- _WHAT THIS TASK INVOLVES_:
First find the line containing "- Added the" in the data, then set it down exactly along with every line after it, through the last.

==== DATA TO USE

PR #22, opened 2022-06-20
Added support for `K` state elimination

### LINKED ISSUE #11: Add support for `K` for state elimination
Add support for `K` for state elimination. See:
https://www.sciencedirect.com/science/article/pii/S0005109812001069

dlcole3:
Added support for both sparse and condensed formulations of the `K` state elimination matrix. 
 - Added the `K` matrix as an attirbute of the `LQDynamicData`
 - Added function for building the `J1` matrix in the sparse format when `K` is defined so that it includes the `K` constraints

========

- _WORKED SOLUTION_:
 - Added the `K` matrix as an attirbute of the `LQDynamicData`
 - Added function for building the `J1` matrix in the sparse format when `K` is defined so that it includes the `K` constraints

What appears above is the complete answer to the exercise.